After ministering at the Elgin Christian Church for more than 14 years, the Millers left the valley for another assignment convinced it was a good move for their family. But it was not a good fit, they both say and a discouraged Bill said he'd never preach again. But once more, God had another plan.
They came back to Northeast Oregon and moved into a primitive cabin near Joseph. They lived there for 10 months.
"It was wonderful. You can really hear God living like that," Sue says.
One day, some old friends from the valley approached Bill about starting a new church in La Grande.
"I said, No way, man, I'm done," Bill recalls.

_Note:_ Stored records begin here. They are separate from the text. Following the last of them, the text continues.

Issue #4977, opened 2026-07-28
[Fix] UTXO set is never re-validated between signing and broadcast [Send / Keysign]


gastonm5:
## Problem

The UTXO set for a send is selected when the keysign payload is built and never re-validated before broadcast. On MPC that gap is minutes wide while devices pair and sign, and Blockchair's dashboard response is itself cached for 60s — so even a complete, correctly-filtered snapshot can be stale by the time the transaction goes out.

The result is the same user-visible failure as #4970: the transaction is signed, broadcast, and rejected with `bad-txns-inputs-missingorspent` because an input was spent in the interval.

Split out of #4970, which fixes the *completeness and filtering* of the snapshot (pagination to `unspent_output_count`, plus confirmation/spendability filtering). That reduces the failure rate substantially but cannot eliminate this window.

## Expected Behavior

A transaction is not broadcast against a UTXO set that is known to be stale, and the user gets a clear, recoverable error rather than a network rejection.

## Solution

Re-fetch the UTXO set immediately before broadcast and compare it against the inputs the transaction actually spends.

The design question this needs answered before implementation — and the reason it is not folded into #4970:

**What happens when the set has changed after signing?** The transaction is already signed against specific inputs; it cannot be silently amended. Realistic options:

- Abort before broadcast with a clear error and return the user to the send screen to rebuild and re-sign. Safe, but costs a full MPC ceremony.
- Abort only when a *spent* input is detected, and broadcast otherwise (new UTXOs appearing is harmless — the tx does not reference them).
- Warn and let the user choose.

The second is probably the right default: the only fatal change is an input that has disappeared. But it needs a decision, and the check must not itself become a broadcast-blocking failure mode when the provider is briefly unavailable — failing closed on a provider hiccup would be worse than the bug.

### Must Do
- [ ] Re-fetch the UTXO set immediately before broadcast on the UTXO chains
- [ ] Compare against the inputs the signed transaction spends; detect any that are gone
- [ ] Decide and implement the on-change behaviour (see above)
- [ ] Make provider unavailability at this point non-fatal — do not turn a transient fetch failure into a failed send

### Must NOT Do
- Don't re-sign or amend a signed transaction automatically
- Don't duplicate #4970's pagination/filtering work — build on it

## Acceptance Criteria
- [ ] Build succeeds
- [ ] A send whose input is spent between signing and broadcast fails with a clear, actionable error instead of a network rejection
[...]

PR #4978, opened 2026-07-28
fix(utxo): fetch the complete UTXO set, spend only what is spendable, and show that as the balance

### LINKED ISSUE #4970: BTC UTXO fetch capped at 100 and unfiltered — parity with SDK/Windows (mirrors vultisig-android#5433)
## Context

A user sending 0.2 BTC and 0.4 BTC on Android had the transaction signed, broadcast, and rejected by the network with `bad-txns-inputs-missingorspent` — at least one selected input was no longer in the UTXO set. Root cause is an incomplete/stale UTXO snapshot. iOS carries the same defect, so filing here for parity. Android tracked in vultisig/vultisig-android#5433.

## Cause

`VultisigApp/VultisigApp/Blockchain/UTXO/Service/UTXOAPI.swift:50` fetches UTXOs with:

```
GET /blockchair/{chain}/dashboards/address/{address}
```

No `limit`, no `offset`, no pagination — and no `state` parameter either. Blockchair's default caps the `utxo` array at **100 entries**, returned **newest-first**. Probed live against an address with 696 unspent outputs:

```
real chain tip       : 959953
blockchair state     : 959953        # provider is AT the tip — not indexer lag
utxo returned/total  : 100 / 696     # 596 UTXOs invisible to the app
utxo block_id range  : 959942 -> 959953   # newest ~11 blocks only
context.cache        : duration 60s
?limit=200           : returns 200   # the cap is purely a missing parameter
```

Two further gaps:

1. `VultisigApp/VultisigApp/Blockchain/UTXO/Models/Blockchair/Blockchair.swift:29-41` — `BlockchairAddress` does not decode `unspent_output_count` at all, so iOS has no way to detect that the list was truncated.
2. `VultisigApp/VultisigApp/Features/Keysign/Services/KeysignPayloadFactory.swift:179-201` — UTXOs are mapped and then filtered only by dust threshold. No confirmation (`block_id > 0`) or spendability (`is_spendable`) filter.

The UTXO set is also selected at build time and never re-validated before broadcast. On MPC that gap is minutes wide while devices pair and sign.

## Why it tracks with amount

A small send is satisfied by one or two visible UTXOs. 0.2–0.4 BTC needs dozens of inputs drawn from a recency-biased 100-entry slice, on a snapshot up to 60s old. Every extra input is another chance one of them has been spent since.

## Reference implementation

Windows / desktop / extension already do this correctly via the SDK:

- `packages/core/chain/chains/utxo/client/getUtxoAddressInfo.ts:29-65` — `?limit=1000&offset=N`, loops until `utxo.length >= unspent_output_count`, and **throws** if it cannot retrieve them all.
- `packages/core/chain/chains/utxo/tx/getUtxos.ts:21` — filters `value > minUtxo[chain] && is_spendable !== false && block_id > 0`.

| Platform | Pagination | Truncation detectable | Filter |
|---|---|---|---|
| Windows / extension (SDK) | yes, loops to `unspent_output_count`, throws if short | yes, enforced | dust + `is_spendable` + `block_id > 0` |
| **iOS** | **no — capped at 100** | **model does not decode `unspent_output_count`** | dust threshold only |
| Android | no — capped at 100 | parses it, never checks it | none on the BTC path |

## Fix

1. Decode `unspent_output_count`, then paginate with `limit`/`offset` until the full set is retrieved; fail loudly if incomplete rather than silently building from a partial view.
2. Add the SDK's confirmation/spendability filter alongside the existing dust filter.
3. Re-fetch and validate the UTXO set immediately before broadcast, not only at build time.

## Verification

- Confirm behaviour matches Windows/extension on the same vault: same UTXO count retrieved, same set after filtering.
- Test with a vault holding >100 UTXOs — that is the case that currently breaks and cannot be caught by a small-balance test vault.
- Fixes should land consistently across iOS, Android (vultisig/vultisig-android#5433) and the SDK reference behaviour.

gastonm5:
## Description

Fixes #4970

UTXOs were fetched with no pagination, so Blockchair's default capped the list at **100 entries, newest-first**, and they were filtered only by dust. A large send then drew dozens of inputs from a recency-biased partial snapshot and could be broadcast spending an already-spent output → `bad-txns-inputs-missingorspent`. Reported on Android with real funds; iOS had the identical defect.

Three things land here: **complete the snapshot**, **filter it correctly**, and **make the displayed balance equal what is actually spendable**.

### 1. Pagination (`c6e8a6a29`, `3d9da2081`)

`unspent_output_count` and `is_spendable` are now decoded, and the dashboard is walked with `limit`/`offset` until the set is provably complete. Fails loudly rather than silently building from a partial view. Page cap is 20 × 1000 — a standard transaction tops out near ~1400 P2WPKH inputs at the 100 kvB standardness limit, so ~20 000 candidates is far beyond anything spendable, and the cap is really bounding worst-case latency.

Two findings worth calling out, because the obvious implementation is wrong in both:

- **Blockchair applies `limit`/`offset` to `transactions,utxo`, not just `utxo`.** `?limit=5` returns `context.limit: "5,5"` and five *transactions* alongside five UTXOs. A naive `?limit=1000` therefore pulls 1000 transaction hashes per page as a side effect, ×20 pages, on the send path. We pin the transactions side to zero: `limit=0,1000`. Verified accepted on bitcoin, litecoin, dogecoin, bitcoin-cash and zcash.
- **"Loop until `utxo.count >= unspent_output_count`" is unsafe** — and it is what the SDK does. The count is read once off page 0; if it is stale or under-reports, `>=` terminates the walk on a *full* page and hands back exactly the truncated set this issue is about. The walk now terminates only on a **short page**, with the count as an arrival check plus a stability check, since a mid-walk removal shifts every subsequent offset.

Verified end-to-end against a real 1313-UTXO Dogecoin address: 1000 + 313 = 1313 unique, zero overlap.

### 2. Spendability filter (`6e1b30d64`, `1bfc9042c`)

Confirmation and spendability filters now sit alongside the dust threshold — but **not** as a blanket "confirmed only".

A blanket exclusion has a worse bug in it: your change output is unconfirmed for ~10 minutes after every send, so spending 0.1 BTC from a 1.0 BTC UTXO would leave you unable to touch the 0.9 change, on the common path. Instead:

> **spendable = confirmed + our own unconfirmed change; a stranger's zero-conf excluded.**

That is Bitcoin Core's actual policy. We can implement it because the app already persists every transaction it broadcasts (`StoredPendingTransaction`), so a mempool UTXO whose `transaction_hash` is one of ours is provably our own change — the SDK cannot distinguish these and so excludes both.

Ownership is scoped by chain **and** vault. Two residual costs are documented at the call site: a parent evicted between selection and broadcast takes its child with it (a rejected broadcast, not lost money — unlike a stranger's zero-conf, where the counterparty can double-spend deliberately), and a long chain of unconfirmed sends eventually hits the network's 25-ancestor mempool limit.

### 3. Balance == spendable (`7f3d4bf25`, `1aa697ebb`, `6e41b0a5a`)

`BalanceService` read `address.balance`, which **includes** unconfirmed — so the displayed balance could exceed what was spendable, and a send could pass `validateBalanceWithFee` and then fail at `notEnoughUTXOError`. It now sums exactly the filtered set, through a **single shared predicate** (`SpendableUtxos`) that both the balance path and selection use, so the two cannot drift apart again. A test pins `balance == sum(spendable)`.

### 4. What that costs on the receiving side, and the pending line (`e94b806d1`)

The predicate in §2 is asymmetric on purpose — our own zero-conf in, a stranger's out — and the cost lands on the **receiving** side: an inbound payment still in the mempool no longer moves the balance, where `address.balance` used to include it. That is a real UX change and was not called out in the first version of this description.

It is worse than "the balance doesn't move for ten minutes": **nothing** happened. The local history records only transactions this device broadcast, so an inbound receive has never had a row there — the balance changing *was* the entire notification that a payment had arrived.

So the arriving amount is now a separately-labelled line under the balance on the coin screen, and deliberately **not** folded into it. Folding it in would put back the exact gap §3 closes — a send would clear the balance check and then die at input selection, because a stranger's zero-conf is not something this wallet can build an input from.

`SpendableUtxos.pendingInboundBalance` is `select`'s complement on **one** clause: same rows, same dust threshold, same `is_spendable` gate, confirmation flipped. The two therefore **partition** the address's outputs — the same money cannot appear twice, our own unconfirmed change stays spendable rather than "arriving", and an inbound output that is sub-dust or explicitly unspendable is not promised (it will not be spendable after confirmation either). Both numbers come from one snapshot in one call (`BalanceSnapshot`), so they cannot drift. Copy is localized across all 8 locales.

## Which feature is affected?
- [x] Sending  - Please attach a tx link here

## Parity

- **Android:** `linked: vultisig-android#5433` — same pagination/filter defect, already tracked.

But eventually Steve and Verla Kirkeby, along with a handful of other people, convinced him this new church would be something different while remaining grounded in scripture, teaching the Bible and the saving grace of faith in Jesus Christ.
"We're allergic to cookie-cutter church design this is a gifts-oriented fellowship. There is no machine that has to be maintained. Each member is free to serve where their gifts and passions lead them," Bill says.
For example, if someone in the body feels God leads them to hospital ministry, that's what they do. If they move away and no one feels led by the Spirit to fill that spot, the ministry ends unless someone else comes along and wants to take it up.
"It has been an amazing thing to watch as God has honored that and provides for the needs of the body as they arise," Bill says.
With their move to Boise, there will be spaces to fill, though both Bill and Sue are confident God will provide the willing hearts. For example, music has been a huge part of the Valley Fellowship worship, partly because music is a passion for both Bill and Sue. Bill has written thousands of songs, and together they have recorded and performed that music as part of the worship team at Valley Fellowship.
"The worship team is more than us, though. Don Scott, for example, is an amazing guitarist. And I think with this change God will bring new people in or encourage some there to step forward," Bill says.
As for the preaching, it is in good hands with co-pastor Steve Kirkeby, who has a master's degree in ministry, and who will now spend more time in front of the congregation than in the background.
"We've been a good match because we recognize each other's gifts. And Steve's always worked more behind the scenes, but he's always done some preaching and he'll be great going full-time," Bill says.
Bill admits it is the people at Valley Fellowship who will be hard to leave behind.
"Well, we're parents of this church and it's been the most amazing thing to watch it grow," Bill says.
"The love of the people in this whole valley has been a blessing," Sue says.
A mixed blessing as it is also the hardest thing to leave behind.
"This is the toughest decision we've ever made," Sue admits. "But we do different things at different times in our lives. Now is the time to be closer to our kids and our grandkids while we're young enough to have fun with them. We miss 'em."